## DATA RECORDS
Issue #8643, opened 2023-08-10
Activity Library: same template appears a few times


nickoferrall:
Looking at my activity library, I can see `Original 4` shows up three times, `Start, Stop, Continue` twice, and `Working & Stuck` twice:

![activity-library](https://github.com/ParabolInc/parabol/assets/39854876/c1a51102-1dde-4254-8aca-060fb4d473d5)

If we only show the same template once, we can show a wider variety of templates in the same real estate. This might encourage them to try a new template that they prefer or a premium template. 

### AC

- [ ] Templates only show up once in the activity library

PR #8708, opened 2023-08-21
chore: first pass at lastUsedAt caching

### LINKED ISSUE #8581: Improving Category query in the new Activity Library
Improve `ActivityLibraryQuery ` to prevent lag and RethinkDB taking too many hits.

For Context:
https://parabol.slack.com/archives/C042HTVBH8D/p1690389143937259

mattkrick:
# Description

fix #8581 speeds up queries for recently used activities

Before merging I think we should add in a little extra logic so templates can't appear in both popular and recently used, but I wanna leave out changes until we like the refactor.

## TO DO
Would you retype the lines of the data above, from the one holding "too many hits." through its final line, exactly and without adding any other line?

## YOUR SOLUTION
Improve `ActivityLibraryQuery ` to prevent lag and RethinkDB taking too many hits.

For Context:
https://parabol.slack.com/archives/C042HTVBH8D/p1690389143937259

mattkrick:
# Description

fix #8581 speeds up queries for recently used activities

Before merging I think we should add in a little extra logic so templates can't appear in both popular and recently used, but I wanna leave out changes until we like the refactor.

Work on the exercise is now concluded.